Data extract section start
Issue #345, opened 2020-06-18
performance issue when trace-cmp is enabled


liumuqing:
`check64_cb` will be called at every `cmp` instruction, to check if the operand exists in fuzzed binary.

In my case it will takes about 20% cpu.

![Screenshot from 2020-06-18 17-15-44](https://user-images.githubusercontent.com/1625020/85013038-84d53f00-b196-11ea-9c4b-76781d7613c5.png)
![Screenshot from 2020-06-18 19-11-26](https://user-images.githubusercontent.com/1625020/85013659-88b59100-b197-11ea-8e92-a0d47b3e3bc7.png)

I think all 64bit values can be cached when `check64_cb` is called. Then following calls would be very fast. (by binary search or hash table lookup). 

check64_cb: https://github.com/google/honggfuzz/blob/4fff3e8/libhfcommon/util.c#L868

robertswiecki:
Yes.. that's somewhat understandable. 

This mode of looking for constants inside binary yields very good results, so we can accept some CPU penalty.

Though, it can be controlled by this call: https://github.com/google/honggfuzz/blob/9e34b1bc435462e5e568b0ec079ea0769dfed617/libhfuzz/instrument.c#L375

I think 10% cpu penalty (or maybe 5%) would be a good tradeoff for the benefits. Could you try modifying (increasing) arguments to instrumentLimitEvery( )   (there are couple of such calls across this library), untill you hit 5 ot 10% overhead? Then we can implement those values (arguments to instrumentLimitEvery( )) based on your research

liumuqing:
@robertswiecki  thank you for your repley, I didn't notice `instrumentLimitEvery` before...
while I still think `looking for constants inside binary` can be done much faster. 
the binary can be scanned only once, to record all distinct 64/32bit values into a hash set or a sorted vector.

Then `check64_cb` can be much faster, it will just take  O(1) or O(lg(n)).

robertswiecki:
I think we can close it with https://github.com/google/honggfuzz/pull/351 now in. Thank you for working on that.

PR #351, opened 2020-07-03
faster util_32bitValInBinary/util_64bitValInBinary

liumuqing:
This PR is related to #345 

It's still WIP....

I use libxml2 for test, and use `-F 1` to make a comparable test (Intel(R) Core(TM) i7-8750H CPU):
./honggfuzz -i in -F 1 -t 10 -- ./examples/libxml2/before_patch speed: about 15000 to 17000/s
./honggfuzz -i in -F 1 -t 10 -- ./examples/libxml2/after_patch speed: about 21000 to 22000/s

and in single thread mod, it has much more improvement
./honggfuzz -i in -F 1 -t 10 -n 1 -- ./examples/libxml2/before_patch speed: about 4500/s
./honggfuzz -i in -F 1 -t 10 -n 1-- ./examples/libxml2/after_patch speed: about 8000 to 8500/s

The basic Idea is to not scan binary each time, but use a binary search way to determine if a value exists in the binary....

Becasue It need a time-consuming initialize stage to get `sorted values of binary`... So it's only suitable for persistent mode...

Do you have any ideas about where should I start to make this idea work with fork-mode？@robertswiecki

### DIFF
--- a/libhfcommon/util.c
+++ b/libhfcommon/util.c
@@ -832,6 +832,29 @@ static int addrStatic_cb(struct dl_phdr_info* info, size_t size HF_ATTR_UNUSED, 
 lhfc_addr_t util_getProgAddr(const void* addr) {
     return (lhfc_addr_t)dl_iterate_phdr(addrStatic_cb, (void*)addr);
 }
+static uint64_t * values64InBinary = NULL;
+static size_t values64InBinary_size = 0;
+static size_t values64InBinary_cap = 0;
+
+static uint32_t * values32InBinary = NULL;
+static size_t values32InBinary_size = 0;
+static size_t values32InBinary_cap = 0;
+
+static int cmp_u64(const void * pa, const void *pb) {
+    uint64_t a = *(uint64_t*) pa;
+    uint64_t b = *(uint64_t*) pb;
+    if (a < b) return -1;
+    if (a > b) return 1;
+    return 0;
+}
+
+static int cmp_u32(const void * pa, const void *pb) {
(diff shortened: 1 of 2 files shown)


liumuqing:
BTW, the original way (scan whole binary) also invalid CPU cache, slowing down the overall performance.
The new method only access a few memory.
That may be the reason that it have more improvement, comparing the previous research mentioned in #345.

liumuqing:
I change some of the code, so the idea for now is:

1. cache all 32/64 bit readonly-values.
2. when util_xxbitValInBinary is called, it first check v is in read-only value set
3. if it's not read-only set, we return to original way to scan the binary, but only within writable segments.

Using libxml2 test case, it's still have a big speed improvement, 
./honggfuzz -i in -F 1 -t 10 -- ./examples/libxml2/after_patch speed: about 21000 to 22000/s
./honggfuzz -i in -F 1 -t 10 -n 1-- ./examples/libxml2/after_patch speed: about 7800 to 8000/s

robertswiecki:
Thank you, awesome work! 

I needed some time, to wrap my head around the code before merging, so sorry about the delay.

liumuqing:
@robetrtswieckiAs I mentioned before.. this pr is still work in progress...

I just wanted to show my idea. So if you think it's on the right direction, I can continue on fork mode.

This pr has problems for fork-mode fuzzing, due to the time-consuming stage to `collect values, sort them`. This stage takes more than one second on libxml2, but only need to run only once. In fork mode

I think the time-consuming stage can be done in fuzzing engine, instead of in instrumented code.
Data extract section end
▶ [Your assignment] Both the first line of the data above and the line with "In my case it will takes about 20% cpu." must be included; please return exactly those lines and the ones between them.

▶ [Task result]
Issue #345, opened 2020-06-18
performance issue when trace-cmp is enabled


liumuqing:
`check64_cb` will be called at every `cmp` instruction, to check if the operand exists in fuzzed binary.

In my case it will takes about 20% cpu.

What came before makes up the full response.